**Goal of the exercise**
From the entries that follow, pick out all lines holding "johnson".

**Supplied data**
# # # # # # #

PR #120, opened 2020-06-26
Prep for npm packaging

tomjw64:


bakery/.npmignore
```diff
@@ -0,0 +1,6 @@
+src/tests
+src/scripts
+**/__pycache__/
+credentials.yml.template
```
rnathuji, line 4: Similar to the `distribution-feed.json`, can we delete `credentials.yml.template` altogether as well (I think it's a remnant from when we migrated code from `concourse-pipelines` and don't believe it's used anymore)?

PR #127, opened 2020-07-01
Add XHTML validation to bakery pipelines

rnathuji:


rnathuji:
Note / Feedback request: The PR currently only enables 2/3 checks available from our `xhtml-validator` (see [comment](https://github.com/openstax/cnx/issues/1010#issuecomment-652556460) in parent issue). I'm not sure if the observed failures on `duplicate-id` checks are something we'd expect today, or if they should be addressed in any book(s) that have them and this PR needs to enforce that validation check as well.

rnathuji:
@tomjw64 - Just to clarify your comment, are you saying perhaps we should just call validate once per pipeline -- say after jsonify-book in distribution pipeline and mathify in pdf pipeline?

tomjw64:
That's correct

rnathuji:
So the current version of this went for the "put it everywhere" end of the spectrum based upon the solution approach outlined in the task description. I don't have a strong reason for not only checking once (near the end) of each pipeline other than the benefit of failing as early as possible. I guess in general it is theoretically possible that things could pass after disassemble but be broken earlier -- but I don't know 1) If it's realistically ever possible; 2) Even if it were whether we'd care since the issue wouldn't be observable in any generated artifacts.

Is the main concern / tradeoff of minimizing invocations just reducing the build time overheads?

tomjw64:
My main concern is indeed the overhead multiplied by however many books we build. And ideally, since this should be a rare error case, to me it makes sense to avoid starting up 3 extra processes during a book build and simply error and investigate when we do not expect it to happen.
I am thinking along the same lines as the points you outlined. If the content we are shipping off downstream validates (but maybe not necessarily some intermediate state), I would consider that a success.

PR #132, opened 2020-07-07
adding verification for second error message in colid field - incorrect colid

omehes:
verification for incorrect colid error message


omehes:
Note, that I had to add sleep time to ```def click_create_button(self):``` because the test was failing and passing due to being to fast.

therealmarv:
It seems `ci/circleci: integration-test` is still failing (click on Details).

omehes:
that is weird. that file (test_incorrect_col_id_error) does not exist anymore. I deleted it before commiting and pushing the branch. the file where the new test is, is "test_modal_field_errors.py" and that passed.

omehes:
@therealmarv I did some little changes and had to force push the changes but now it looks good. Integration tests passed...

PR #134, opened 2020-07-09
update canonical-book-list.json

ckline-tryptic:


rnathuji:
Should have left a note yesterday on this PR: @ckline-tryptic and I discussed the changes a bit on 7/9, and the modified structure may not be necessary after all with the direction he's going to to try and take for [cnx 1039](https://github.com/openstax/cnx/issues/1039). I suggest we place this PR on the back burner or in draft state for the time being. We can later close or merge it depending on what he finds during implementation of the related issue.

PR #140, opened 2020-07-17
cops e2e test - adding classes

omehes:
adding classes for 4 input fields
adding class for status message to index.vue


omehes:
@therealmarv I cannot find better locator for the job status field. Spending too much time on this. xpath locator works. If you have time to review this and comment.

therealmarv (approved):
I think if this works we should leave it this way. I know the xpath locator looks more complicated but maybe we can improve it on another PR in the future.

PR #146, opened 2020-07-24
update physics to college-physics in dropdown

brittany-johnson:
We updated the book name `physics` to `college-physics` in `book.txt`


therealmarv:
@brittany-johnson do you need that change to be deployed on production COPS? When yes, when? ASAP?

PR #147, opened 2020-07-24
Re-enable duplicate id validation

tomjw64:
Switches out the links-to-duplicate-id for the duplicate-id validation (if there are no duplicate ids, there can be no links to duplicate ids!) My hunch is that with the new version of cnx-epub, this should pass in most cases now. (But I could be wrong, in which case, we should revert it again)

### DIFF
--- a/bakery/src/pipelines/distribution.js
+++ b/bakery/src/pipelines/distribution.js
@@ -86,7 +86,8 @@ const pipeline = (env) => {
       taskValidateXhtml({
         image: { tag: lockedTag },
         inputSource: 'jsonified-book',
-        inputPath: 'jsonified/*@*.xhtml'
+        inputPath: 'jsonified/*@*.xhtml',
+        validationName: 'duplicate-id'
       }),
       taskUploadBook({
         distBucket: env.S3_DIST_BUCKET,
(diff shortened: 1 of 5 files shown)


brittweinstein:
@tomjw64 please fill out the milestone, estimate and release

bakery/src/pipelines/distribution.js
```diff
@@ -86,7 +86,8 @@ const pipeline = (env) => {
       taskValidateXhtml({
         image: { tag: lockedTag },
         inputSource: 'jsonified-book',
-        inputPath: 'jsonified/*@*.xhtml'
+        inputPath: 'jsonified/*@*.xhtml',
+        validationName: 'duplicate-id'
```
rnathuji, line 90: This isn't directly related to this change, but it occurred to me when we eventually turn on all the checks the `validationName` would be an empty string with the current implementation of `xhtml-validator`. Should we create an issue to make a change there so it's `all` or something more explicit for later?

tomjw64: Well, some validations are subsets of others. If duplicate-id passes, link-to-duplicate-id must also pass. I think it would be handy to take an argument list of the validations to run. (But I agree with 'all', if we don't really care about doing a little bit of extra work twice, which I don't really, but a list may more flexible)

PR #148, opened 2020-07-28
Remove credentials from local.json env settings

rnathuji:
In order to avoid the risk of committing secrets, when building a
pipeline for local environments we'll grab the AWS credentials using
the corresponding environment variables typically used for AWS CLI.

### DIFF
--- a/bakery/src/tests/test_cli.js
+++ b/bakery/src/tests/test_cli.js
@@ -66,13 +66,42 @@ test('build pipelines', async t => {
           'pipeline',
           pipeline,
           env
-        ]))
+        ],
+        {
+          // Include credentials in environment for local pipelines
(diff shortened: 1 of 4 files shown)


bakery/src/tests/test_cli.js
```diff
@@ -66,7 +66,17 @@ test('build pipelines', async t => {
...
+        {
+          env: {
+            ...process.env,
+            ...{
+              AWS_ACCESS_KEY_ID: 'accesskey',
+              AWS_SECRET_ACCESS_KEY: 'secret'
+            }
+          }
+        }
+        ))
```
tomjw64, line 79: Should we add a test that asserts an error occurs if the vars are not provided?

# # # # # # #

**Written solution**
brittany-johnson:
@brittany-johnson do you need that change to be deployed on production COPS? When yes, when? ASAP?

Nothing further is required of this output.